EXERCISE:
Scan the data, and whenever a line contains "opened", copy it.

STORED DATA:

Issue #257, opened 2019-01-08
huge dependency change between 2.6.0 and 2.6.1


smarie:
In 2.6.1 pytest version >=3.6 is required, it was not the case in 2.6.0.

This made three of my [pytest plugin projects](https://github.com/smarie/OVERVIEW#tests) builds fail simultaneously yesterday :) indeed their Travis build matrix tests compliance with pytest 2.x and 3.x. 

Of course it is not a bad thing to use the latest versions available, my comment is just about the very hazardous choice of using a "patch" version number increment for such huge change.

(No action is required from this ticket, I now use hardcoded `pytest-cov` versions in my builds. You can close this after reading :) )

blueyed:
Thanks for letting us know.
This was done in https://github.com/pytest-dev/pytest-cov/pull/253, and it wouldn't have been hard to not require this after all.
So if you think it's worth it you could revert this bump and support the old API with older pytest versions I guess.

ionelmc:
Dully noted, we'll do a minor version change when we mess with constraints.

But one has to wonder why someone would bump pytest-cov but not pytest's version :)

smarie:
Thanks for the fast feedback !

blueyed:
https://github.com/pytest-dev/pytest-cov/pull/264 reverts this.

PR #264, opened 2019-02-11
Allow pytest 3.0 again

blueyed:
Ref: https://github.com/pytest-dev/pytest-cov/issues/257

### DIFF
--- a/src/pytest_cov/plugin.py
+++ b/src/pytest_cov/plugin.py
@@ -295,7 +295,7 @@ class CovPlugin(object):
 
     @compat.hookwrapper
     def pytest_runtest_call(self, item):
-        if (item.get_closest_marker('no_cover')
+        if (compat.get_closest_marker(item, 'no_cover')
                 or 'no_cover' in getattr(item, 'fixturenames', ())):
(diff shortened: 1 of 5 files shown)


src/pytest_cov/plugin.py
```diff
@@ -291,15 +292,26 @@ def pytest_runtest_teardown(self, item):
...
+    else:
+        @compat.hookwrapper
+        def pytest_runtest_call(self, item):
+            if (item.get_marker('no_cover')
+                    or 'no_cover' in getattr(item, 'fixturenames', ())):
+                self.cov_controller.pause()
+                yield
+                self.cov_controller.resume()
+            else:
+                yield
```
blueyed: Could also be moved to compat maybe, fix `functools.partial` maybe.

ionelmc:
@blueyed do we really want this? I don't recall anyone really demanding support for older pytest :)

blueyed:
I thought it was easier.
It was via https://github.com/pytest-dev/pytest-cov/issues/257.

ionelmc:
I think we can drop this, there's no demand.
---
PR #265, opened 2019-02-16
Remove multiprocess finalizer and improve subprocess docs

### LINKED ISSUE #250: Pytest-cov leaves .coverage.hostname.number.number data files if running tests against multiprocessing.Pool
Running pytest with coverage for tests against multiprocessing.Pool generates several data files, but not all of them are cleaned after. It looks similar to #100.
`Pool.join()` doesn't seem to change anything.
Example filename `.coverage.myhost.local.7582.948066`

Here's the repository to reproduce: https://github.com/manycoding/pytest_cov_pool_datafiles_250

COMPLETED TASK:
Issue #257, opened 2019-01-08
PR #264, opened 2019-02-11
PR #265, opened 2019-02-16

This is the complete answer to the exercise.